_Data for this task:_

============================================================

PR #1559, opened 2025-06-30
[16.0][IMP] quality_control_stock_oca: inspection mandatory on picking

Kev-Roche:
**Purpose**
This PR introduces a mandatory inspection step before confirming a picking.
Depending on the picking type, the inspection must be confirmed prior to confirming the picking itself.

**Additional Changes**
This PR also includes three minor improvements:
- The smart buttons for Created / Done / Passed / Failed inspections are now only visible when their respective counts are not null. Also,  Improved display of inspection names in the smart button.

- lot_id determination: When confirming a picking, the lot_id on stock moves now takes into account restricted lots from the stock_restrict_lot module in order to determine the correct lot if installed.

- add timing field in qc trigger line views.

PR #1606, opened 2025-09-12
[18]quality_control_stock_oca: inspection mandatory on picking

florian-dacosta:
Port of https://github.com/OCA/manufacture/pull/1559

Purpose
This PR introduces a mandatory inspection step before confirming a picking.
Depending on the picking type, the inspection must be confirmed prior to confirming the picking itself.

Additional Changes
This PR also includes three minor improvements:

    The smart buttons for Created / Done / Passed / Failed inspections are now only visible when their respective counts are not null. Also, Improved display of inspection names in the smart button.

    lot_id determination: When confirming a picking, the lot_id on stock moves now takes into account restricted lots from the stock_restrict_lot module in order to determine the correct lot if installed.

    add timing field in qc trigger line views.

### DIFF
--- a/quality_control_stock_oca/models/stock_picking.py
+++ b/quality_control_stock_oca/models/stock_picking.py
@@ -4,7 +4,7 @@
 # Copyright 2024 Quartile
 # License AGPL-3.0 or later (https://www.gnu.org/licenses/agpl).
 
-from odoo import api, fields, models
+from odoo import _, api, fields, models
 
 
 class StockPicking(models.Model):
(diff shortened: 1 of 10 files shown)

============================================================

_Task requirements:_
Go through the records above and copy each one exactly.

_Written response:_
PR #1559, opened 2025-06-30
[16.0][IMP] quality_control_stock_oca: inspection mandatory on picking

Kev-Roche:
**Purpose**
This PR introduces a mandatory inspection step before confirming a picking.
Depending on the picking type, the inspection must be confirmed prior to confirming the picking itself.

**Additional Changes**
This PR also includes three minor improvements:
- The smart buttons for Created / Done / Passed / Failed inspections are now only visible when their respective counts are not null. Also,  Improved display of inspection names in the smart button.

- lot_id determination: When confirming a picking, the lot_id on stock moves now takes into account restricted lots from the stock_restrict_lot module in order to determine the correct lot if installed.

- add timing field in qc trigger line views.

PR #1606, opened 2025-09-12
[18]quality_control_stock_oca: inspection mandatory on picking

florian-dacosta:
Port of https://github.com/OCA/manufacture/pull/1559

Purpose
This PR introduces a mandatory inspection step before confirming a picking.
Depending on the picking type, the inspection must be confirmed prior to confirming the picking itself.

Additional Changes
This PR also includes three minor improvements:

    The smart buttons for Created / Done / Passed / Failed inspections are now only visible when their respective counts are not null. Also, Improved display of inspection names in the smart button.

    lot_id determination: When confirming a picking, the lot_id on stock moves now takes into account restricted lots from the stock_restrict_lot module in order to determine the correct lot if installed.

    add timing field in qc trigger line views.

### DIFF
--- a/quality_control_stock_oca/models/stock_picking.py
+++ b/quality_control_stock_oca/models/stock_picking.py
@@ -4,7 +4,7 @@
 # Copyright 2024 Quartile
 # License AGPL-3.0 or later (https://www.gnu.org/licenses/agpl).
 
-from odoo import api, fields, models
+from odoo import _, api, fields, models
 
 
 class StockPicking(models.Model):
(diff shortened: 1 of 10 files shown)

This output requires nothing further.